# Looking for an alternate chew to Bully Stick



## Indiana (Sep 11, 2011)

I love bison ears for the dogs, and beef tendons if i can get them. They're beef, but they're white, inexpensive and long-lasting chews. Also you can get dried duck sticks and dried salmon strips. Or Himalayan cheese.


----------



## sophie anne (Feb 17, 2015)

Not such a fan of the Himalayan Chews nowadays... the last few I have had have "shattered" because Ari drops them onto my hard wood floor (which dings the floor too). They then become many small, razor-sharp hard slivers of cheese which you can microwave to puff up and make them safe again. I microwaved the pieces of a recently shattered stick and worryingly, one of them had a small flake of metal in it which I discovered when it caught on fire in the microwave. Maybe I've just had some bad luck with them, but I wouldn't feed them to a dog without supervision.
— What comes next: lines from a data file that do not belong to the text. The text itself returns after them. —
PR #4881, opened 2025-04-09
[examples] Add 3D sound spatialization example

Bigfoot71:
This PR adds a basic example demonstrating 3D sound spatialization.

The example includes:  
- A function `SetSoundPosition(Camera listener, Sound sound, Vector3 position, float maxDist)`  
- A sphere rotating around the scene's origin, serving as the sound source  
- A 3D camera in `CAMERA_FREE` mode  

The `SetSoundPosition` function updates the sound's panning based on its position relative to the camera's position and orientation.

It also applies attenuation based on the distance to the listener, the emission radius (`maxDist`), and includes additional damping if the sound source is located behind the listener.

___

This follows up on the discussion in the wishlist thread for raylib 6.0: https://github.com/raysan5/raylib/discussions/4660#discussioncomment-12777056


Bigfoot71:
I set the difficulty to 2 stars, but I'm really not sure.

With some basic high school-level math, it might actually be just 1 star, I think.

raysan5:
@Bigfoot71 Hey! That's a really good example! Actually, there are not many audio examples, new examples like this one are very welcome!

Would you mind adding the example to build systems following the [`examples_template`](https://github.com/raysan5/raylib/blob/master/examples/examples_template.c) requirements?

Bigfoot71:
I updated the makefiles and the README.

As for VS2022, I can't do it right away. I checked if it can be done manually, but it looks like there are some hashes generated in `raylib.sln`

I'll take care of it as soon as I can!

raysan5:
@Bigfoot71 Thanks for the review! I think you can just set a random hash for the new VS2022 project to be added to solution.

raysan5:
@Bigfoot71 I'm merging it, I will review the missing parts.

PR #4887, opened 2025-04-11
build.zig: run zig fmt

marler8997:
Formats `build.zig` with `zig fmt build.zig`.  It was formatted before but fell out with the recent changes to add android.


raysan5:
@marler8997 oh! very nice! thanks for the review!

PR #5734, opened 2026-04-08
Add comment for player rectangle initialization

Bleawu:
Hadn't come across Rectangle struct till now thought this would help other people too.


raysan5:
@Bleawu this comment is not required here

Issue #5745, opened 2026-04-09
Crash when calling GenTextureMipmaps before InitWindow


EmmanuelMess:
Calling:

https://github.com/raysan5/raylib/blob/fbcc8cdb554574aa2abbafecb348c32928fd713e/src/rtextures.c#L4364-L4369

Before `InitWindow` crashes with SEGFAULT, but `LoadFontEx` doesn't, maybe a check and an error should be added.

```c
int main(void)
{
	SetTraceLogLevel(LOG_DEBUG);
	SetConfigFlags(FLAG_MSAA_4X_HINT);
	const int WIDTH = 800;
	const int HEIGHT = 450;

	Font ubuntu_font = LoadFontEx("resources/Ubuntu-M.ttf", 48, NULL, 0);
	GenTextureMipmaps(&ubuntu_font.texture);
	InitWindow(WIDTH, HEIGHT, "raylib example - basic window");
}
```

Where [Ubuntu-M.zip](https://github.com/user-attachments/files/26603843/Ubuntu-M.zip) is the ttf.

PR #5747, opened 2026-04-10
[rlgl] added gpuready check to gentexturemipmaps

CrackedPixel:
found by https://github.com/raysan5/raylib/issues/5745


raysan5:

The quality control is dubious at best since they are imported from Nepal.

Ari likes buffalo ears, salmon skins (thesesmell really good, almost like cardamom, but they WILL stain your carpet orange. one package lasted Ari 3ish months) and frozen kongs stuffed with peanut butter, kibble, broth and/or treats.


----------



## lily cd re (Jul 23, 2012)

I also recommend buffalo ears and salmon skins!


----------



## Tiny Poodles (Jun 20, 2013)

Boulder Dog Food Company makes Bison Bully Sticks. Very expensive, but a nice small scale company with excellent customer service. Very expensive though, so be careful - Timi's first chews were from there and now she absolutely refuses any other brand. The baked tendons are her favorite, followed by the kneecaps.


----------



## Muggles (Mar 14, 2015)

Not sure how easy they are to source in the states, but Rory's favourites are venison ears, kangaroo tendons and kangaroo kneecaps. They are all very lean and Rory, who has a sensitive stomach, has no issues at all with them.


----------



## lily cd re (Jul 23, 2012)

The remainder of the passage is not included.